[GOAL OF THE EXERCISE] Send back exactly the lines from the opening line of the records below through the one with "--- a/wnfs/src/root_tree.rs".

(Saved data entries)
◆ ◆ ◆
PR #229, opened 2023-04-05
chore(api): mutable API preliminary work

appcypher:
## Summary

Initial work on mutable/ root tree API. There are still some work that needs to be done to complete the API (public/private root merge, blockstore ref only, etc.) but this is as far as we can go right now.

## Test plan (required)

```bash 
scripts/rs-wnfs.sh test
```

### DIFF
--- a/wnfs/src/root_tree.rs
+++ b/wnfs/src/root_tree.rs
@@ -26,8 +26,8 @@ use wnfs_common::{BlockStore, Metadata};
 //--------------------------------------------------------------------------------------------------
 
 #[derive(Debug)]
-pub struct RootTree<B: BlockStore, R: RngCore> {
-    pub store: B, // TODO(appcypher): Making put_block &self will remove the need for *RootMut types
+pub struct RootTree<'a, B: BlockStore, R: RngCore> {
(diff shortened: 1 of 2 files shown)


appcypher:
The unused lint errors can be ignored since the API is not public yet.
◆ ◆ ◆
[RESPONSE TO THIS TASK]
PR #229, opened 2023-04-05
chore(api): mutable API preliminary work

appcypher:
## Summary

Initial work on mutable/ root tree API. There are still some work that needs to be done to complete the API (public/private root merge, blockstore ref only, etc.) but this is as far as we can go right now.

## Test plan (required)

```bash 
scripts/rs-wnfs.sh test
```

### DIFF
--- a/wnfs/src/root_tree.rs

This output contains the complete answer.